----- Exercise input -----

PR #42, opened 2018-07-26
Link to @ionic-native/ionic-webview in Ionic Native docs instead of npm

janpio:
...


camwiegert:
@janpio Makes sense to me. Thanks!

PR #44, opened 2018-07-26
Storage: Add prev/next links

janpio:
...


src/content/building/storage.md
```diff
@@ -1,3 +1,9 @@
+---
+previousText: 'Webview'
```
camwiegert: @janpio Could we use 'Web View' as `previousText` here to match the page title?

janpio: Sure, changed.

PR #50, opened 2018-07-26
PWA: add missing word

janpio:
...


camwiegert:
@janpio Thanks for opening this, but I believe it is grammatically correct as-is. I can't find a definitive source on this, so please share if you've got one. 😄

janpio:
Hm, the sentence currently is:

> ... they can run just as well as a Progressive Web App as they can a native app.

Reformatted:

> ... they can run just as well 
> as a Progressive Web App 
> as they can 
> a native app.

Rewritten this is:

> It can run just as well
> as a Foo 
> as it can 
> a Bar.

In my "feeling" this should be "as a Bar" as well.

bensperry:
The current sentence is already correct as-is.

PR #129, opened 2018-09-20
docs(installation-ios): warn about Xcode 10

danielsogl:
Currently XCode 10 does not work with Cordova.
See: https://github.com/apache/cordova-ios/issues/407


Athuli7:
This is urgent. XCode errors are too ambigous that people will pull thier hair out before they figure out what's going on.

dwieeb:
Thanks @danielsogl!

PR #136, opened 2018-10-01
Adding electron-builder to docs

Athuli7:
A much simpler approach

The desktop app page just had links to the electron website and it is extremely hard to follow for newcomers. And electron-builder is a much simpler approach, especially if you add electron-builder.

-
-
-

**Fixes**: #


camwiegert:
@Athuli7 Thanks, but we would prefer not to suggest any additional build tools.

PR #145, opened 2018-10-09
[V4] Remove img closing tag

angajime:

The List section is contains an image in the example using the `img` tag which is a self closing tag in HTML5 and it will crash the browser if you try to load it using `ionic serve` as is.

- Removing the `</img>` tag is enough to correct this.


dwieeb:
Great work! Thanks @angajime

Issue #116, opened 2018-08-27
Missing documentation for Platform and Platform.backButton


rveerd:
**I'm submitting a ...**  (check one with "x")
[ ] bug report
[x] feature request

**URL:**
https://beta.ionicframework.com/docs/api

**Current behavior:**
The page mentions `Platform` but this is not a link. Documentation for `Platform` does not exist. Backward incompatible changes esp. hardware back button are not documented.

**Expected behavior:**
A working link to the documentation for `Platform`. Documentation for `Platform`. Documentation of backward incompatible changes.

**Steps to reproduce:**
n/a

**Other information:**
Especially functionality for the hardware back button as this was changed from Ionic 3. Document `backButton` Observable. A minimal example of how to use it to go to the previous page in a typical Ionic app would be great.

Add the change from `registerBackButtonAction` to `backButton` in the migration guide.

bryplano:
There does appear to be an inconsistency there. The "old" documentation does include a page about that: https://ionicframework.com/docs/api/platform/Platform/#platforms

We'll review this with the team.

camwiegert:
The Platform docs are now located [here](https://ionicframework.com/docs/utilities/platform).

Takkuz:
Yes, but it still miss any documentation about `.backButton` properties.

PR #151, opened 2018-10-15
Improved on best practices for platform handling

selipso:
- Added where `Platform` is imported from (Wouldn't have known if not for npm Intellisense)
- Added service-layer wrapper as a recommended method for abstracting platform dependency. This is a best practice in Angular projects and encourages SRP.

**Fixes**: Partial improvement for #116


camwiegert:
@selipso Thanks for this! We'd rather not make that architecture suggestion on the docs, but plan to improve the documentation for `Platform`.

PR #166, opened 2018-11-03
Update apiMap to 4.0.0-beta.15, in accordance with src/versions.ts

kplhub:

In  Docs API Reference 4.0.0-beta.15 the list of components is not displayed, because docs-api-map.ts apiMap still is "4.0.0-beta.0"

Update docs-api-map.ts


dwieeb:
Thanks @kplhub!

-----

◆ **What is required**
Every entry above should be duplicated exactly.

◆ **Expected answer**
PR #42, opened 2018-07-26
Link to @ionic-native/ionic-webview in Ionic Native docs instead of npm

janpio:
...


camwiegert:
@janpio Makes sense to me. Thanks!

PR #44, opened 2018-07-26
Storage: Add prev/next links

janpio:
...


src/content/building/storage.md
```diff
@@ -1,3 +1,9 @@
+---
+previousText: 'Webview'
```
camwiegert: @janpio Could we use 'Web View' as `previousText` here to match the page title?

janpio: Sure, changed.

PR #50, opened 2018-07-26
PWA: add missing word

janpio:
...


camwiegert:
@janpio Thanks for opening this, but I believe it is grammatically correct as-is. I can't find a definitive source on this, so please share if you've got one. 😄

janpio:
Hm, the sentence currently is:

> ... they can run just as well as a Progressive Web App as they can a native app.

Reformatted:

> ... they can run just as well 
> as a Progressive Web App 
> as they can 
> a native app.

Rewritten this is:

> It can run just as well
> as a Foo 
> as it can 
> a Bar.

In my "feeling" this should be "as a Bar" as well.

bensperry:
The current sentence is already correct as-is.

PR #129, opened 2018-09-20
docs(installation-ios): warn about Xcode 10

danielsogl:
Currently XCode 10 does not work with Cordova.
See: https://github.com/apache/cordova-ios/issues/407


Athuli7:
This is urgent. XCode errors are too ambigous that people will pull thier hair out before they figure out what's going on.

dwieeb:
Thanks @danielsogl!

PR #136, opened 2018-10-01
Adding electron-builder to docs

Athuli7:
A much simpler approach

The desktop app page just had links to the electron website and it is extremely hard to follow for newcomers. And electron-builder is a much simpler approach, especially if you add electron-builder.

-
-
-

**Fixes**: #


camwiegert:
@Athuli7 Thanks, but we would prefer not to suggest any additional build tools.

PR #145, opened 2018-10-09
[V4] Remove img closing tag

angajime:

The List section is contains an image in the example using the `img` tag which is a self closing tag in HTML5 and it will crash the browser if you try to load it using `ionic serve` as is.

- Removing the `</img>` tag is enough to correct this.


dwieeb:
Great work! Thanks @angajime

Issue #116, opened 2018-08-27
Missing documentation for Platform and Platform.backButton


rveerd:
**I'm submitting a ...**  (check one with "x")
[ ] bug report
[x] feature request

**URL:**
https://beta.ionicframework.com/docs/api

**Current behavior:**
The page mentions `Platform` but this is not a link. Documentation for `Platform` does not exist. Backward incompatible changes esp. hardware back button are not documented.

**Expected behavior:**
A working link to the documentation for `Platform`. Documentation for `Platform`. Documentation of backward incompatible changes.

**Steps to reproduce:**
n/a

**Other information:**
Especially functionality for the hardware back button as this was changed from Ionic 3. Document `backButton` Observable. A minimal example of how to use it to go to the previous page in a typical Ionic app would be great.

Add the change from `registerBackButtonAction` to `backButton` in the migration guide.

bryplano:
There does appear to be an inconsistency there. The "old" documentation does include a page about that: https://ionicframework.com/docs/api/platform/Platform/#platforms

We'll review this with the team.

camwiegert:
The Platform docs are now located [here](https://ionicframework.com/docs/utilities/platform).

Takkuz:
Yes, but it still miss any documentation about `.backButton` properties.

PR #151, opened 2018-10-15
Improved on best practices for platform handling

selipso:
- Added where `Platform` is imported from (Wouldn't have known if not for npm Intellisense)
- Added service-layer wrapper as a recommended method for abstracting platform dependency. This is a best practice in Angular projects and encourages SRP.

**Fixes**: Partial improvement for #116


camwiegert:
@selipso Thanks for this! We'd rather not make that architecture suggestion on the docs, but plan to improve the documentation for `Platform`.

PR #166, opened 2018-11-03
Update apiMap to 4.0.0-beta.15, in accordance with src/versions.ts

kplhub:

In  Docs API Reference 4.0.0-beta.15 the list of components is not displayed, because docs-api-map.ts apiMap still is "4.0.0-beta.0"

Update docs-api-map.ts


dwieeb:
Thanks @kplhub!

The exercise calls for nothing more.